568Duas novas desembargadoras passaram a compor, oficialmente, a partir da última segunda-feira (28/7), o quadro do 2.º Grau do Tribunal de Justiça do Amazonas (TJAM). A cerimônia de posse das magistradas Lia Maria Guedes de Freitas e Ida Maria Costa de Andrade foi realizada no auditório do Centro Administrativo Desembargador José de Jesus Ferreira Lopes, prédio anexo à sede da Corte Estadual de Justiça, localizado no bairro Aleixo, zona Centro-Sul de Manaus. O vice-presidente do TRT-11, desembargador David Alves de Mello Júnior, representou o Regional do evento.

A solenidade teve início no final da manhã e contou com a presença de diversas autoridades, como o corregedor nacional de Justiça, ministro Mauro Campbell Marques; o governador do Amazonas, Wilson Lima; o prefeito de Manaus, David Almeida; autoridades militares; familiares das novas desembargadoras; magistrados e servidores do Tribunal. 

Antes da cerimônia, as novas desembargadoras concederam entrevista coletiva à imprensa, em que compartilharam momentos significativos de suas trajetórias e falaram sobre o compromisso com o Poder Judiciário e a emoção de chegarem ao cargo de desembargadora da Corte amazonense.

Entre os momentos mais impactantes da solenidade, a tradicional troca da toga de juíza pela de desembargadora emocionou os presentes.
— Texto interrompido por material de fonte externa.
PR #50, opened 2022-10-20
device: raise a `CommandTimeoutError` error on command timeout

### LINKED ISSUE #49: `Device.send_command` procedure catch `TimeoutError`
In [device.py#L785](https://github.com/google/bumble/blob/main/bumble/device.py#L785) the `send_command` procedure actually catch the `TimeoutError` which does not make it to the caller.
I was running some test and it break at [device.py#L1247](https://github.com/google/bumble/blob/main/bumble/device.py#L1247) with result set to `None`:
```
  File "./bumble/examples/run_classic_connect.py", line 48, in connect
    connection = await device.connect(target_address, transport=BT_BR_EDR_TRANSPORT)
  File "./bumble/bumble/device.py", line 1259, in connect
    if result.status != HCI_Command_Status_Event.PENDING:
AttributeError: 'NoneType' object has no attribute 'status'
```
I may be wrong here but I'm not sure this is the desired behavior.

A command timeout usually mean that controller may be dead and may need to be reboot.
I suggest adding a new `CommandTimeoutError` error type, which can be catches at user level to properly act against the error.

What do you think ?

uael:
Fixes #49 

We may need to add some tests ?

### DIFF
--- a/bumble/core.py
+++ b/bumble/core.py
@@ -91,6 +91,10 @@ class TimeoutError(Exception):
     """ Timeout Error """
 
 
+class CommandTimeoutError(Exception):
+    """ Command Timeout Error """
+
+
 class InvalidStateError(Exception):
     """ Invalid State Error """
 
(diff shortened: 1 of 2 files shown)


barbibulle (approved):

uael:
@barbibulle I'm not sure if this change is complete. Please merge if it sounds OK to you

PR #51, opened 2022-10-21
Use random address in console.py if device config is not provided

mogenson:
If a device configuration is not provided on startup, generate a random BT address instead of using a default static value of "F0:F1:F2:F3:F4:F5". This is helpful to avoid colisions when there are two instances of console.py running nearby.

Testing:
Started console.py and began advertising a few times. Scanned from a second instance of console.py and observed that the advertising address changed with each restart.

### DIFF
--- a/apps/console.py
+++ b/apps/console.py
@@ -20,14 +20,14 @@
 # Imports
 # -----------------------------------------------------------------------------
 import asyncio
-from bumble.hci import HCI_Constant
-import os
-import os.path
 import logging
-import click
-from collections import OrderedDict
-import colors
+import os
+import random
 import re
+from collections import OrderedDict
+
+import click
+import colors
 
 from bumble.core import UUID, AdvertisingData, TimeoutError, BT_LE_TRANSPORT
 from bumble.device import ConnectionParametersPreferences, Device, Connection, Peer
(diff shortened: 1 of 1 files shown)


apps/console.py
```diff
@@ -20,21 +20,22 @@
...
-import os
-import os.path
 import logging
-import click
+import os
+import random
+import re
 from collections import OrderedDict
+
+import click
```
mogenson, line 29: I ran `isort` on the first chunk of imports here.

apps/console.py
```diff
@@ -271,7 +272,8 @@ async def run_async(self, device_config, transport):
             if device_config:
                 self.device = Device.from_config_file_with_hci(device_config, hci_source, hci_sink)
             else:
-                self.device = Device.with_hci('Bumble', 'F0:F1:F2:F3:F4:F5', hci_source, hci_sink)
+                random_address = ':'.join(map(lambda c: f"{c:02X}", random.sample(range(255), 6)))
```
mogenson, line 275: Is it worth logging the generated address?

barbibulle: Would be nice indeed to be able to show which address was picked. The log panel may not be the best output, because it may scroll past that line already when the other log lines are printed at startup. Maybe we could add a ‘device’ tab (Which we could access with `show device`) where we could show that, and maybe other controller info.

barbibulle, line 275: The two ms bits should be 0b11 for static random addresses.

barbibulle (approved):

apps/console.py
mogenson: Added a log. I like the idea of a "device" tab. I'll split that into a different PR.

mogenson: Woops! Fixed.

barbibulle (approved):

PR #53, opened 2022-10-21
Add a show device tab

mogenson:
Show configuration data about the Bumble device. Make this the default tab on startup.

### DIFF
--- a/apps/console.py
+++ b/apps/console.py
@@ -127,7 +127,7 @@ class ConsoleApp:
         self.known_attributes = []
         self.device           = None
         self.connected_peer   = None
-        self.top_tab          = 'scan'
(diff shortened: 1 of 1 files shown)


apps/console.py
```diff
@@ -356,7 +363,7 @@ def show_services(self, services):
         self.services_text.text = lines
         self.ui.invalidate()
 
-    async def show_attributes(self, attributes):
+    def show_attributes(self, attributes):
```
mogenson, line 366: Drive by fix: this was the only show_* method that was async, but it doesn't need to be.

mogenson:
This is what the Device tab looks like.

bumble_show_device

barbibulle (approved):

PR #549, opened 2024-09-07
Return ATT_Error_Response on rejected write request

zxzxwu:


zxzxwu:
cc @wescande

zxzxwu:
I think it makes more sense if GATT client also raises ATT_Error instead of ProtocolError?

barbibulle:
> I think it makes more sense if GATT client also raises ATT_Error instead of ProtocolError?

`ATT_Error` is a subclass of `ProtocolError`, with the namespace set to `att`, so it would be perfectly fine to have the client raise `ATT_Error`.

barbibulle (approved):

PR #555, opened 2024-09-16
aics: make it a secondary service

SilverBzH:
Modify tests accordingly

### DIFF
--- a/bumble/profiles/vcp.py
+++ b/bumble/profiles/vcp.py
@@ -123,7 +123,7 @@ class VolumeControlService(gatt.TemplateService):
                 self.volume_control_point,
                 self.volume_flags,
             ],
-            included_services=included_services,
+            included_services=list(included_services),
         )
 
     @property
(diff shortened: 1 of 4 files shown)


bumble/profiles/vcp.py
```diff
@@ -88,6 +88,7 @@ def __init__(
         muted: int = 0,
         change_counter: int = 0,
         volume_flags: int = 0,
+        included_services: List[gatt.Service] = [],
```
zxzxwu, line 91: Should not be list with a default value because it's mutable. (We forgot to change this for `gatt.Service` as well.

```suggestion
        included_services: Sequence[gatt.Service] = (),
```

bumble/profiles/vcp.py
```diff
@@ -117,11 +118,12 @@ def __init__(
...
 
         super().__init__(
-            [
+            characteristics=[
                 self.volume_state,
                 self.volume_control_point,
                 self.volume_flags,
-            ]
+            ],
+            included_services=included_services,
```
zxzxwu, line 126: Since we change on line#91, here we need
```suggestion
            included_services=list(included_services),
```

PR #561, opened 2024-09-27
run_csis_servers: Update `usage` and add docs entry

wpiet:
Amends the usage of the script and the example that show when executed incorrectly. 
Adds basic information to the `examples` section of the documentation.


zxzxwu (approved):

wpiet:
Hi,

I ran the ` invoke project.lint`  and it produced warnings about unused imports in the file I had changed. So I tried removing them, but after I force-pushed, the avatar check started failing. 

Then, I run `black` and it amended the print function I had changed. Hopefully all checks pass now.

zxzxwu:
> Hi,
> 
> I ran the ` invoke project.lint` and it produced warnings about unused imports in the file I had changed. So I tried removing them, but after I force-pushed, the avatar check started failing.
> 
> Then, I run `black` and it amended the print function I had changed. Hopefully all checks pass now.

Failure in Avatar should be an unrelated issue. I am asking Avatar folks to check now.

A mãe do desembargador-presidente da Corte, Maria Cândida Fernandes, representou a mãe de Ida Maria, a dona Maria José, já falecida, no momento da troca das togas. As duas eram muito amigas e também trabalharam juntas no Tribunal de Justiça do Amazonas. 

Já a sobrinha e a amiga de Lia Maria Guedes de Freitas, respectivamente Maria Beatriz e Irlana de Carvalho Leal, estiveram presentes no momento da troca e, num gesto simbólico, a nova desembargadora passou a toga de juíza à sobrinha como inspiração para as gerações mais novas.

Saudação

Na saudação às novas integrantes, feita em nome dos desembargadores, o presidente da Corte, Jomar Fernandes, destacou a vida e a carreira de cada uma. Ao lembrar a trajetória da amazonense Lia Maria Guedes de Freitas, o presidente pontuou o esforço, a dedicação e o apoio que ela recebeu de figuras importantes do meio jurídico, como o saudoso desembargador Paulo dos Anjos Feitoza, que a ajudou na sua primeira designação para o interior como juíza; e o professor João dos Santos Pereira Braga, que ministrava aulas de Direito Constitucional, Direito Civil e Direito Agrário gratuitamente às estudantes de Direito, na época, Lia Maria e sua irmã, Liane Guedes Rodrigues, hoje procuradora de Justiça do Ministério Público; e Yolanda Corrêa Pereira, hoje procuradora do Estado. “Momentos como esse, de posse, representam não só uma conquista pessoal na trajetória de ambas, mas também o reconhecimento de histórias de luta, de vocação e de compromisso com a Justiça”, afirmou o desembargador Jomar Fernandes durante a cerimônia.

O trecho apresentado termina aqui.